There are significant variations between the representation of some ethnic groups in NHS data and their representation in population-wide Census data. For example, generic classifications, including “Mixed – Any other mixed background”, “Black or Black British – Any other Black background”, and “Other Ethnic Groups – Any other ethnic group” have greater representation in the data sets than in the Census.

Annex C: A note on language

When referring to ethnicity in this plan, we have adopted the NHS Race and Health Observatory’s principles of:

  • being specific – we are as specific as possible about who we are talking about
  • using collective terminology only when necessary – this plan refers to ethnicity data as a broad category, and where we refer to specific groups or communities, we use context to guide the most appropriate use of language
  • not using acronyms – we do not use acronyms such as ‘BAME’ or ‘BME’ in this plan
  • adaptability – we acknowledge that no single term suits everyone. As language evolves, we need to evolve our approach to ethnicity recording

Ethnicity and race are commonly used interchangeably. However, while race is a categorisation based mainly on physical attributes and traits such as skin colour, ethnicity is a broader construct and can reflect wider characteristics such as cultural experiences, traditions, ancestry, language and national identity.
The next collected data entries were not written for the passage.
PR #9756, opened 2026-02-15
Optional Smart Token Art Selection

clairchiara:
When token art for a specific set is missing, Forge currently selects a random token art. This PR introduces an optional deterministic fallback strategy based on set release order.
When art isn’t found for a given set, it goes through every set in release order and tries to find the latest art released before the set or, if still not found, the earliest art released after the set.


forge-core/src/main/java/forge/token/TokenDb.java
```diff
@@ -84,14 +87,48 @@ protected PaperToken addTokenInSet(CardEdition edition, String name, CardEdition
...
+        PaperToken coreExpansionReprintToken = smartFallbackToken(name, realEdition, true);
+        return coreExpansionReprintToken != null ? coreExpansionReprintToken : smartFallbackToken(name, realEdition, false);
+    }
+
+    private PaperToken smartFallbackToken(String name, CardEdition realEdition, boolean onlyCoreExpansionOrReprint) {
+        String latestFound = null;
+        boolean pastRealEdition = false;
+        final EnumSet<CardEdition.Type> coreExpansionOrReprint = EnumSet.of(CardEdition.Type.CORE, CardEdition.Type.EXPANSION);
+        coreExpansionOrReprint.addAll(CardEdition.Type.REPRINT_SET_TYPES);
+        for (CardEdition edition : this.editions.getOrderedEditions(false)) {
```
Hanmac, line 124: No need for extra function.
`editions` is already an `CardEdition.Collection` extending `Iterable<CardEdition>`

clairchiara: The goal is to find the closest edition to realEdition rather than stop at the first result (which would be the earliest release)

Hanmac: @clairchiara no i mean this:

`edition : this.editions.getOrderedEditions(false)` returns Sorted Collection, but not reversed

Wouldn't `edition : this.editions` return the same? No need for extra `getOrderedEditions` with different parameter?
it is already an Iterable

clairchiara: `this.editions` isn't sorted as far as I can tell

clairchiara:
Messed up the rebase…

clairchiara:
It doesn’t seem that this is required anymore (https://github.com/Card-Forge/forge/pull/10518)

PR #1226, opened 2018-05-29
Fixed an error that was thrown when a teacher tries to download an export

geoffreykwan:
Try to download "Export All Work" for a run.

Before the fix, an error would be thrown and the export file would not be downloaded.
After the fix, the export file should be downloaded.


hirokiterashima:
I'm having trouble reproducing the error on the develop branch, before switching to the issue branch.

I tried "Export All Work" -> "Export All Steps" and "Select steps to export"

Ethnicity is not synonymous with race in this document. Some ethnic groups are racially minoritised and experience health inequalities linked to racism and structural discrimination. However, health inequalities can affect people across all ethnic groups and often intersect with other factors such as deprivation, poverty, trauma, abuse and neglect. This, in turn, can contribute to homelessness, worklessness, social exclusion, digital exclusion, substance misuse, domestic violence, contact with the criminal justice system and mental ill health.

Health inequalities can also vary within and between people of different ethnic identities and in relation to other protected characteristics such as religion, disability, age and gender. Therefore, these variations must be considered when using ethnicity data to understand disparities in access, experience and outcomes.